Malcolm marched to stand before Sev, his hands propped belligerently upon his hips as he glared down at him. “Why would you do such a thing?”
“I’m honor-bound to offer marriage.”
“Rubbish. She’s gotten into your blood. That is all. You’ve wanted her from the first minute you clapped eyes on her.” Malcolm shook his head vehemently. “You’re not thinking. You’ll soon tire of her. The last thing you shall want is to then find yourself shackled to her.”
“That won’t happen.”
“Listen to yourself! You sound like you’re in love with the chit!”
Sev opened his mouth to deny the charge, but instead closed it with a snap.
He . . . shrugged. For some reason he had no wish to deny the allegation. He angled his head, scratching his jaw thoughtfully. Perhaps there was a kernel of truth to it.
He’d known when he followed Grier into that room he played with fire. He knew what would happen when he followed her . . . that he would have to touch her. Taste her.
He’d missed her abominably. She’d haunted his every waking moment—hell, even his dreams. He’d found courting other women, abiding their inane chatter, intolerable.
Even more intolerable was the notion that she was being courted. By the viscount or some other man. That some other man could be putting a hand on her . . . that a man other than he could kiss her, take her to his bed. He couldn’t stomach the notion.
“What will your grandfather say?”
A muscle near his eye ticked and he rubbed at the bothersome area, hoping to be rid of the sensation. “He’ll be happy I’ve married,” he replied vaguely.
“To someone as common as the Hadley girl? A chit as long in the tooth as she is?” Malcolm snorted. “I think not.”

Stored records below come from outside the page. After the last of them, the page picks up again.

PR #1107, opened 2024-10-30
PB-603: fix hover selected vertex and feature

sommerfe:
[Test link](https://sys-map.dev.bgdi.ch/preview/fix-pb-603-balloon-drawing-drag-mouse-hover/index.html)

### DIFF
--- a/src/modules/drawing/components/DrawingTooltip.vue
+++ b/src/modules/drawing/components/DrawingTooltip.vue
@@ -86,66 +86,62 @@ function onPointerMove(event) {
     let featureDrawingMode = featureUnderCursor?.get('type').toUpperCase()
     let translationKeys
 
-    if (hoveringSelectedFeature) {
-        mapElement.classList.add(cssGrab)
-        mapElement.classList.remove(cssPointer)
+    if (drawingMode.value) {
+        if (this.currentlySketchedFeature && !pointFeatureTypes.includes(drawingMode.value)) {
+            let hoveringFirstVertex = false
+            let hoveringLastVertex = false
+            // The last two coordinates seem to be some OL internal points we don't need.
+            let coordinates = getVertexCoordinates(this.currentlySketchedFeature).slice(0, -2)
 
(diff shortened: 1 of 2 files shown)


src/modules/drawing/components/DrawingTooltip.vue
```diff
@@ -86,28 +86,29 @@ function onPointerMove(event) {
     let featureDrawingMode = featureUnderCursor?.get('type').toUpperCase()
     let translationKeys
 
-    if (hoveringSelectedFeature) {
-        mapElement.classList.add(cssGrab)
-        mapElement.classList.remove(cssPointer)
-
+    if (hoveringSelectedFeature && !drawingMode.value) {
```
pakb, line 89: Could you try changing a bit the order of if/else if/if ? I feel like having `if (drawingMode.value)` first, then `else if(hoveringSelectedFeature)` and finally `else if (hoveringSelectableFeature)`, would clarify a bit more what's happening. (but there's a little `else` block to take care of, don't know if that's possible)

src/modules/drawing/components/DrawingTooltip.vue
```diff
@@ -86,28 +86,29 @@ function onPointerMove(event) {
...
         let hoveringVertex = getVertexCoordinates(featureUnderCursor).some((coordinate) => {
             let pixel = olMap.getPixelFromCoordinate(coordinate)
             return pointWithinTolerance(pixel, event.pixel, DRAWING_HIT_TOLERANCE)
         })
+        translationKeys = `select_feature_${featureDrawingMode}`
 
-        // Display a help tooltip when modifying
-        if (hoveringVertex || pointFeatureTypes.includes(featureDrawingMode)) {
```
pakb, line 99: What was the problem of detecting that it was a point type here?

sommerfe: The problem is that even if you don't hover the vertex itself but rather the balloon then the tippy of the vertex shows

pakb (approved):

PR #13033, opened 2024-01-25
Early exit range queries on non-matching segments.

jpountz:
This change makes `PointRangeQuery` exit early when it knows that it doesn't match a segment. In the case when this query is part of a conjunction, this helps make sure `ScorerSupplier#get` doesn't get called on other required clauses, which is sometimes an expensive operation (e.g. multi-term queries).

This is especially relevant for time-based data combined with `LogByteSizePolicy`, which gives non-adjacent ranges of timestamps to each segment, which in-turn increases the likelihood that some segments won't match a range query at all.

### DIFF
--- a/lucene/core/src/java/org/apache/lucene/search/PointRangeQuery.java
+++ b/lucene/core/src/java/org/apache/lucene/search/PointRangeQuery.java
@@ -290,6 +290,24 @@ public abstract class PointRangeQuery extends Query {
           return null;
         }
 
+        if (values.getDocCount() == 0) {
+          return null;
+        } else {
+          final byte[] fieldPackedLower = values.getMinPackedValue();
+          final byte[] fieldPackedUpper = values.getMaxPackedValue();
+          for (int i = 0; i < numDims; ++i) {
+            int offset = i * bytesPerDim;
+            if (comparator.compare(lowerPoint, offset, fieldPackedUpper, offset) > 0
+                || comparator.compare(upperPoint, offset, fieldPackedLower, offset) < 0) {
+              // If this query is a required clause of a boolean query, then returning null here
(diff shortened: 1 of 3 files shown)


iverase (approved):
LGTM

lucene/core/src/java/org/apache/lucene/search/PointRangeQuery.java
```diff
@@ -290,6 +290,24 @@ public ScorerSupplier scorerSupplier(LeafReaderContext context) throws IOExcepti
           return null;
         }
 
+        if (values.getDocCount() == 0) {
+          return null;
+        } else {
```
benwtrent, line 295: From what I can tell, `ScorerSupplier` is an optional interface, which is probably just fine for most things (I am unsure which queries satisfy it or if we care).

His jaw clenched. “He’ll get over it. Once Grier’s delivered him his first grandchild, he’ll be satisfied.”
Malcolm’s faced flushed red and he stamped a foot. “He won’t! He won’t be happy. He won’t!”
Sev frowned at his cousin’s strange words and stranger behavior. He won’t be happy. Sev was unsure if he was stating this as fact . . . or as a wish. Either way, Sev was in no mood for such theatrics.